Stored items
[Start of Attachment]

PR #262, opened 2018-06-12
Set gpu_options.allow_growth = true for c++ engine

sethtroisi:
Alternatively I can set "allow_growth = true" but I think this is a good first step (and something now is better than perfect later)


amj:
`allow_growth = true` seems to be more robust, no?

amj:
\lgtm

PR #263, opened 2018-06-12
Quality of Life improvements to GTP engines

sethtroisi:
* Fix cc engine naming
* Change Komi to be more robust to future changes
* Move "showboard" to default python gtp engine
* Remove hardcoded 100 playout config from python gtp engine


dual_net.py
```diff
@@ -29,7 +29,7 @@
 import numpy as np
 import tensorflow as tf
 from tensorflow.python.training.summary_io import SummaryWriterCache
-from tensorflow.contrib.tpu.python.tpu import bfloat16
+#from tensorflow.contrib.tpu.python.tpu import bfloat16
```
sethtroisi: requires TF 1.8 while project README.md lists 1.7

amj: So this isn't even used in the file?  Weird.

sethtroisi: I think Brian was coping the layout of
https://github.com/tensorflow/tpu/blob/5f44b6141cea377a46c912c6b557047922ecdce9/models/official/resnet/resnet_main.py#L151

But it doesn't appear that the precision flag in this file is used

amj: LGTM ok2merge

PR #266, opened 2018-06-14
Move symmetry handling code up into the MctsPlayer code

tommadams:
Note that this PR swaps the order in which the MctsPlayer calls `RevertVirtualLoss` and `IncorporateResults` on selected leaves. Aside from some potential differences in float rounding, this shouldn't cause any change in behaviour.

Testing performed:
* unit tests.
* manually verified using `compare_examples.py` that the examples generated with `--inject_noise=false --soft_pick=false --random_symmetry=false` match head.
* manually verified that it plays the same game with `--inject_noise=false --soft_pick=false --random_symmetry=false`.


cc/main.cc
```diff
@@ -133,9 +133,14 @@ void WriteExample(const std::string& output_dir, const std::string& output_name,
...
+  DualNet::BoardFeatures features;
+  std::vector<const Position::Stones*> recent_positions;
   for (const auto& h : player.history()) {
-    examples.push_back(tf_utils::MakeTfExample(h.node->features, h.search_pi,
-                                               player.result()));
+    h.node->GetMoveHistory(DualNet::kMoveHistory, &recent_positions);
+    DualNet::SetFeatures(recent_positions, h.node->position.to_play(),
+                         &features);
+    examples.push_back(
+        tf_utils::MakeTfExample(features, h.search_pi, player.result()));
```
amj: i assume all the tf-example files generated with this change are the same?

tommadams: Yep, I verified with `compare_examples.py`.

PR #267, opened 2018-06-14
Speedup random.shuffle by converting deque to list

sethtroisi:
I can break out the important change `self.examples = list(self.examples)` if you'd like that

[End of Attachment]

> _Problem to work on_: Nothing is to be left out, and every entry is to be transcribed exactly.

> _Solved exercise_:
PR #262, opened 2018-06-12
Set gpu_options.allow_growth = true for c++ engine

sethtroisi:
Alternatively I can set "allow_growth = true" but I think this is a good first step (and something now is better than perfect later)


amj:
`allow_growth = true` seems to be more robust, no?

amj:
\lgtm

PR #263, opened 2018-06-12
Quality of Life improvements to GTP engines

sethtroisi:
* Fix cc engine naming
* Change Komi to be more robust to future changes
* Move "showboard" to default python gtp engine
* Remove hardcoded 100 playout config from python gtp engine


dual_net.py
```diff
@@ -29,7 +29,7 @@
 import numpy as np
 import tensorflow as tf
 from tensorflow.python.training.summary_io import SummaryWriterCache
-from tensorflow.contrib.tpu.python.tpu import bfloat16
+#from tensorflow.contrib.tpu.python.tpu import bfloat16
```
sethtroisi: requires TF 1.8 while project README.md lists 1.7

amj: So this isn't even used in the file?  Weird.

sethtroisi: I think Brian was coping the layout of
https://github.com/tensorflow/tpu/blob/5f44b6141cea377a46c912c6b557047922ecdce9/models/official/resnet/resnet_main.py#L151

But it doesn't appear that the precision flag in this file is used

amj: LGTM ok2merge

PR #266, opened 2018-06-14
Move symmetry handling code up into the MctsPlayer code

tommadams:
Note that this PR swaps the order in which the MctsPlayer calls `RevertVirtualLoss` and `IncorporateResults` on selected leaves. Aside from some potential differences in float rounding, this shouldn't cause any change in behaviour.

Testing performed:
* unit tests.
* manually verified using `compare_examples.py` that the examples generated with `--inject_noise=false --soft_pick=false --random_symmetry=false` match head.
* manually verified that it plays the same game with `--inject_noise=false --soft_pick=false --random_symmetry=false`.


cc/main.cc
```diff
@@ -133,9 +133,14 @@ void WriteExample(const std::string& output_dir, const std::string& output_name,
...
+  DualNet::BoardFeatures features;
+  std::vector<const Position::Stones*> recent_positions;
   for (const auto& h : player.history()) {
-    examples.push_back(tf_utils::MakeTfExample(h.node->features, h.search_pi,
-                                               player.result()));
+    h.node->GetMoveHistory(DualNet::kMoveHistory, &recent_positions);
+    DualNet::SetFeatures(recent_positions, h.node->position.to_play(),
+                         &features);
+    examples.push_back(
+        tf_utils::MakeTfExample(features, h.search_pi, player.result()));
```
amj: i assume all the tf-example files generated with this change are the same?

tommadams: Yep, I verified with `compare_examples.py`.

PR #267, opened 2018-06-14
Speedup random.shuffle by converting deque to list

sethtroisi:
I can break out the important change `self.examples = list(self.examples)` if you'd like that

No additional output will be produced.